Let $k$ be a field and $A=\bigoplus_{n \in \mathbb{N}_0}A_n$ a connected $\mathbb{N}_0$-graded $k$-algebra, i.e. $A_0=k$. I am pretty sure that $A^+:=\bigoplus_{n \in \mathbb{N}}A_n$ is a unique maximal ideal of $A$, but I'm afraid that I overlooked something. If already this is wrong, you don't have to read further :)
My caution comes from the following considerations: if $(A,\epsilon)$ is an augmented algebra, then $A \cong k \oplus A^+$ as $k$-vector space, where $A^+$ is the augmentation ideal. Thus, we can see $A$ as a connected $(\{0,1\},\times)$-graded $k$-algebra.
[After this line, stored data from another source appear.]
PR #505, opened 2020-11-25
Add service accounts to tenant command

stefanprodan:
Generate a service account with limited access to its namespace, for each namespace owned by a tenant.

```
flux create tenant dev-team --with-namespace apps --export
```

```yaml
---
apiVersion: v1
kind: Namespace
metadata:
  labels:
    toolkit.fluxcd.io/tenant: dev-team
  name: apps
---
kind: ServiceAccount
metadata:
  labels:
    toolkit.fluxcd.io/tenant: dev-team
  name: dev-team
  namespace: apps
---
kind: RoleBinding
metadata:
  labels:
    toolkit.fluxcd.io/tenant: dev-team
  name: gotk-reconciler
  namespace: apps
roleRef:
  apiGroup: rbac.authorization.k8s.io
  kind: ClusterRole
  name: cluster-admin
subjects:
- kind: User
  name: gotk:apps:reconciler
- kind: ServiceAccount
  name: dev-team
```

### DIFF
--- a/cmd/flux/create_tenant.go
+++ b/cmd/flux/create_tenant.go
@@ -38,7 +38,7 @@ var createTenantCmd = &cobra.Command{
 	Use:   "tenant",
 	Short: "Create or update a tenant",
 	Long: `
-The create tenant command generates namespaces and role bindings to limit the
+The create tenant command generates namespaces, service accounts and role bindings to limit the
 reconcilers scope to the tenant namespaces.`,
 	Example: `  # Create a tenant with access to a namespace 
   flux create tenant dev-team \
@@ -89,6 +89,7 @@ func createTenantCmdRun(cmd *cobra.Command, args []string) error {
 	}
 
 	var namespaces []corev1.Namespace
+	var accounts []corev1.ServiceAccount
 	var roleBindings []rbacv1.RoleBinding
 
 	for _, ns := range tenantNamespaces {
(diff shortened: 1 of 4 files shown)


cmd/flux/create_tenant.go
```diff
@@ -65,7 +65,6 @@ var (
 )
 
 func init() {
-	createTenantCmd.Hidden = true
 	createTenantCmd.Flags().StringSliceVar(&tenantNamespaces, "with-namespace", nil, "namespace belonging to this tenant")
 	createTenantCmd.Flags().StringVar(&tenantClusterRole, "cluster-role", "cluster-admin", "cluster role of the tenant role binding")
```
hiddeco, line 69:
```suggestion
	createTenantCmd.Flags().StringVar(&tenantClusterRole, "cluster-role", "admin", "cluster role of the tenant role binding")
```

Prevents users from being deleting their own namespace, or fiddle with resource quotas.

stefanprodan: No that's no good, admin doesn't allow access to custom resources.

hiddeco (approved):

cmd/flux/create_tenant.go
stefanprodan: Also a tenant can't delete the namespace, for that to happen it needs to apply it first and the service account doesn't allow that.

But above, it shouldn't make a difference if we consider an $\mathbb{N}_0$-graded or $(\{0,1\},\times)$-graded algebras, right?
The polynomial ring $A=k[x]$ is a connected $\Bbb N_0$-graded $k$-algebra with the grading given by $A_n$ being the homogenous polynomials of degree $n$: $A_n=k \cdot x^n$. Then $A^+=(x)$ is indeed a maximal ideal, but it is not unique, because $(x-1)$ is another maximal ideal.